# Wie viel TG sollte man  dafür geben ?



## tonks09 (28. September 2011)

Hallo

Ich hät da mal ne Frage.
Und zwar möchte ich mir von nen Schmied die Meisterhafte Elementiumzauberklinge herstellen lassen.Mats hab ich schon zusammen.Nur wieviel sollte ich für die Chaoskugeln und TG geben,ohne unverschämt zu werden ?Wollt net grade den ah Preis dafür ausgeben.


----------



## Doofkatze (28. September 2011)

Musst du ja auch nicht. Die Preise für Chaoskugeln sind auf jedem Server anders. Ich fände 100 Gold pro Kugel wäre ein ABSOLUTES Minimum, eher 200-250 pro Kugel = 1000-1250 Gold. Hinzu dann mind. 100 Gold TG.

Der Gegenstand ist verdammt nochmal episch


----------



## tonks09 (28. September 2011)

ahh ok, danke für die schnelle Antwort.
War mir wie gesagt nur net sicher wie viel man heut zu Tage so an TG gibt.Den werd ich die Summe mal rund machen, und 2k sollten da wohl mehr als ausreichend sein, für die Kugeln und TG.


----------



## Bismark72 (28. September 2011)

Frag einfach was derjenige für die Kugeln haben möchte, die verkauft er Dir ja schließlich. Trinkgeld gibst Du das was Du willst.

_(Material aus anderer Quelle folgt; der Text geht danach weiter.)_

PR #1165, opened 2026-08-25
ci: verify uv.lock matches pyproject.toml (#1164)

### LINKED ISSUE #1164: [P3.1.1] CI does not verify uv.lock matches pyproject.toml — a stale lock passes every check, then breaks the Docker build
> Follow-up spun off from #968 (P3.1). Same tier, sequenced immediately after it.

## Problem

Nothing in CI checks that `uv.lock` is consistent with `pyproject.toml`. A dependency
change committed without regenerating the lock passes every job — and then fails at
image build time, because `Dockerfile:33,36` use `uv sync --frozen`, which refuses a
lock that does not match the manifest.

This is not hypothetical: #968's own root cause is exactly this failure mode in its
benign direction. `python-jose[cryptography]` and `passlib[argon2]` sat declared and
locked with zero imports anywhere in the tree, shipping in the wheel (and dragging in
the unmaintained `ecdsa`, CVE-2024-23342) with nothing to flag the drift. The
dangerous direction — lock behind manifest — has the same blind spot and a louder
failure.

## Proposed fix

Add `uv lock --check` (fails when the lock is out of date w.r.t. `pyproject.toml`) as a
step in the existing **Code Quality (Lint + Type Check)** job in `.github/workflows/test.yml`.
It is a few seconds and needs no new job or new required-check configuration.

## Acceptance criteria

- [ ] `uv lock --check` runs on every PR
- [ ] A PR that edits `pyproject.toml` dependencies without regenerating `uv.lock` fails CI
- [ ] The step runs in a job that is already a required status check, so it actually blocks merge
- [ ] `actionlint .github/workflows/*.yml` passes (per CLAUDE.md — the workflow-lint job enforces this)

## Notes

Deliberately left out of #968 as new scope; recorded there as autonomous decision 6.

frankbria:
Closes #1164.

## Problem

Nothing in CI checked that `uv.lock` was consistent with `pyproject.toml`. A dependency
change committed without regenerating the lock passed **every** job, then failed at image
build time — `Dockerfile:33,36` use `uv sync --frozen`, which refuses a lock that does not
match the manifest. The failure surfaces far from its cause, in a job most PRs never run.

This is not hypothetical. #968's root cause is precisely this drift in its benign
direction: `python-jose[cryptography]` and `passlib[argon2]` sat declared and locked with
zero importers anywhere in the tree, shipping in the wheel — and dragging in the
unmaintained `ecdsa` (CVE-2024-23342) — with nothing in CI able to notice.

## Change

One step, in the existing **Code Quality (Lint + Type Check)** job:

```yaml
- name: Verify uv.lock is up to date with pyproject.toml
  run: uv lock --check
```

Two deliberate placement decisions:

- **Existing job, not a new one.** Code Quality is already a required status check on
  `main`, so the guard actually blocks merge. A new job would need branch-protection
  changes to have any teeth — and would be advisory-only until someone made them.
- **Before `uv sync`, not after.** `uv sync` re-locks on the fly, so a check placed after
  it would validate a lockfile `uv` had just silently repaired — green forever, guarding
  nothing. It also needs no venv, so running it first fails fast.

## Verification

`uv lock --check` semantics confirmed locally against uv 0.9.30, checking the real exit
code rather than a piped one (a pipe returns `tail`'s status and would have made a useless
check look like a working one):

| State | Exit |
|---|---|
| `pyproject.toml` with an added dependency, lock not regenerated | **1** |
| Clean tree | **0** |

`--check` does not write `uv.lock` — the tree is unmodified after a failing run, so this
cannot rewrite the lock it is inspecting.

Current `main` passes the new check (144 packages resolved, exit 0), so this goes green on
merge rather than immediately red.

`actionlint .github/workflows/*.yml` is clean — per CLAUDE.md, since this repo has twice
shipped a workflow that parsed as YAML but would not compile.

## Scope

Only the `code-quality` job gets the step. Two other jobs share the same
`uv venv` / `uv sync` block; duplicating the check into them would triple the cost to
re-verify an invariant that is global to the commit and already enforced by a required
check.

### DIFF
--- a/.github/workflows/test.yml
+++ b/.github/workflows/test.yml
@@ -39,6 +39,14 @@ jobs:
         with:
           enable-cache: true
 
+      # Must run BEFORE `uv sync`, which re-locks on the fly and would mask the
+      # drift it is meant to catch. Nothing else in CI compares uv.lock against
+      # pyproject.toml, so a dependency change committed without `uv lock` passed
+      # every job and then failed the image build -- the Dockerfile uses
+      # `uv sync --frozen`, which refuses a mismatched lock (#1164, found via #968).
+      - name: Verify uv.lock is up to date with pyproject.toml
+        run: uv lock --check
+
       - name: Create virtual environment
         run: uv venv
 


frankbria:
## Third-party review — `codex review --base origin/main` (per CLAUDE.md)

**Verdict: no findings.**

> The added CI step is appropriately placed before dependency sync and directly checks
> lockfile drift without affecting runtime code. I did not find any introduced correctness
> or maintainability issues.

Codex independently confirmed the one thing that actually determines whether this guard
works — **step ordering**. A `uv lock --check` placed after `uv sync` would validate a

Gibst Du für sowas 5G dann war es vielleicht das letzte mal dass er dir was geschmiedet hat, gibst Du 5000 hast Du täglich Werbung von ihm in der Post.


----------



## Parkway (13. Oktober 2011)

hab mit vor kurzem die 365er stangenwaffe herstellen lassen welche 5 kugeln benötigt. habe dann dem schmied für die kugeln 1,5k angeboten und noch 300g trinkgeld draufgelegt.

der hat sich gefreut und bedankt und ich empfand dies auch nicht als teuer...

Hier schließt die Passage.